Looks like the same bod with new graphics. rr


----------



## Montoya1 (May 14, 2004)

So it is, what, mid nineties?










or earlier?


----------



## AfxToo (Aug 29, 2003)

Looks like the same plastic but at least it's one of the better Tomy NASCAR-like cars. The #24 kinda-sorta NASCAR has a larger and heavier body than these two. I'll pick these two up when they become more readily available.


----------



## Montoya1 (May 14, 2004)

I'm trying to work what year this new Tomy is nearest too so I can pick one up and 'Patto' it with the right decals.


----------



## WesJY (Mar 4, 2004)

Montoya1 said:


> So it is, what, mid nineties?
> 
> 
> 
> ...



I think this is 1998 scheme.. not sure. 

Wes


----------



## Montoya1 (May 14, 2004)

I think I'm confusing people with that Jeff image! What I'm trying to work out, hampered by the fact I'm not a Tomy or Chevy expert, is what 'era' the Tomy bodies in that eplay auction are closest too.


dw


----------



## WesJY (Mar 4, 2004)

Montoya1 said:


> I think I'm confusing people with that Jeff image! What I'm trying to work out, hampered by the fact I'm not a Tomy or Chevy expert, is what 'era' the Tomy bodies in that eplay auction are closest too.
> 
> 
> dw


those another 3 monte carlo cars are from between 1997 to 2000. Late nineties..

Wes


----------



## 66GTODON (Jan 21, 2005)

The two new Monte Carlos are set car from Tomy AFX G-Plus called Big Block Battlers . I think it came out last year (2005) . They are listed at Scaleauto.com.


----------



## WesJY (Mar 4, 2004)

66GTODON said:


> The two new Monte Carlos are set car from Tomy AFX G-Plus called Big Block Battlers . I think it came out last year (2005) . They are listed at Scaleauto.com.


Yes but he wants to know what year are those monet carlo they are old late 90's design. they are remake for this new set last year. 

Wes


----------



## dlw (Aug 17, 1999)

Not sure of the year, but they look similiar to the pullback and XT Monte Carlo's (which are ID'd as 90's stock car).


----------



## 66GTODON (Jan 21, 2005)

As far as the year of that Monte Carlo , that body style was 1996 thur 1998 . That is the same bodies as the Bellsouth and Kodak cars .


----------



## Montoya1 (May 14, 2004)

Hmmm, 

A bit more modern would have been nice. I'm also thinking it won't handle as well as the JL Monte, which is narrower and lighter.

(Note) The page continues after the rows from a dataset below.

Issue #760, opened 2025-10-09
[WFLY-14559] Add new attributes for global configuration for RESTEasy deployments in the jaxrs subsystem


jamezp:
### Description

There are at least 3 new attributes that should be added to the `jaxrs` subsystem. These attributes can currently be configured via a system property or as a servlet context parameter. Adding them as attributes to the `jaxrs` subsystem allows them to be configured at a global level with better validation for the values.

### Issue Contact

jamezp

PR #761, opened 2025-10-10
[WFLY-14559] Add new attributes to the jaxrs subsystem.

jamezp:
JIRA: https://issues.redhat.com/browse/WFLY-14559

Issue: #760

### DIFF
--- a/jaxrs/WFLY-14559-new-attributes.adoc
+++ b/jaxrs/WFLY-14559-new-attributes.adoc
@@ -1,0 +1,130 @@
+---
+categories:
+ - jaxrs
+ - management
+stability-level: default
+issue: https://github.com/wildfly/wildfly-proposals/issues/760
+feature-team:
+ developer: jamezp
+ sme:
+  - tommaso-borgato
+ outside-perspective:
+  - Raul Chettri
+---
+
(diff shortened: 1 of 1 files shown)


jaxrs/WFLY-14559-new-attributes.adoc
```diff
@@ -0,0 +1,141 @@
...
+
+=== Interoperability
+
+N/A
+
+== Implementation Plan
+
+The implementation will be to simply add the new attributes to the subsystem. In a `DeploymentUnitProcessor`, which
+already exists, the attributes will be converted into context properties set in the servlet context parameters. The
+values from the subsystem will not overwrite values defined in the `web.xml` of the deployment being processed.
```
tommaso-borgato: @jamezp if one of the new attributes is not set in the model, would or wouldn't it be added to the deployment context parameters ... I mean, would it or wouldn't it influence whatever default is already set in resteasy?

I am asking this because so far, we had:

- resteasy default values

NExt we'll have:

- resteasy default values 
- wf default values 

in case the 2 default values diverge any time in some future, we might have "wf default != resteasy default" resulting in a dis-alignment ... I guess I am just asking how we deal with such things with existing attributes

bstansberry (approved):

Now that I have my LL Charger with 2006 repaint, I can see that LL truly have done a good job. I think, for me, I'd rather adapt one of those for Tomy chassis than use what is getting on for a decade old body design.


dw


----------



## tjd241 (Jan 25, 2004)

*I wonder ....*

What's a fair price for these 2 items? Will they only ever be sold (retail ) as set cars? Seems unlikely that the "only in sets" status will last too long. tjd


----------



## scooter72167 (Dec 9, 2005)

tjd241 said:


> What's a fair price for these 2 items? Will they only ever be sold (retail ) as set cars? Seems unlikely that the "only in sets" status will last too long. tjd



I have already seen them on ebay in clam shell packaging. I think that anywhere between $20-$25 each is a good price. These are not rare, just a new release. BTW, they use the SG+ chassis.


----------



## tjd241 (Jan 25, 2004)

*Thanks for the info.*

I just got them when I bought the Big Block Battler Set last weekend.


----------



## Nightshade (Jan 15, 2006)

I wish I could have gotten those with MY Big Block Battler set, hehe.


----------



## Rawafx (Jul 20, 1999)

You can also purchase them indivigually. We have them instock at the hobby shop and I'll get the new part numbers for everyone this evening.



Bob Weichbrodt
A and H Hobbies
Clemmons, NC


----------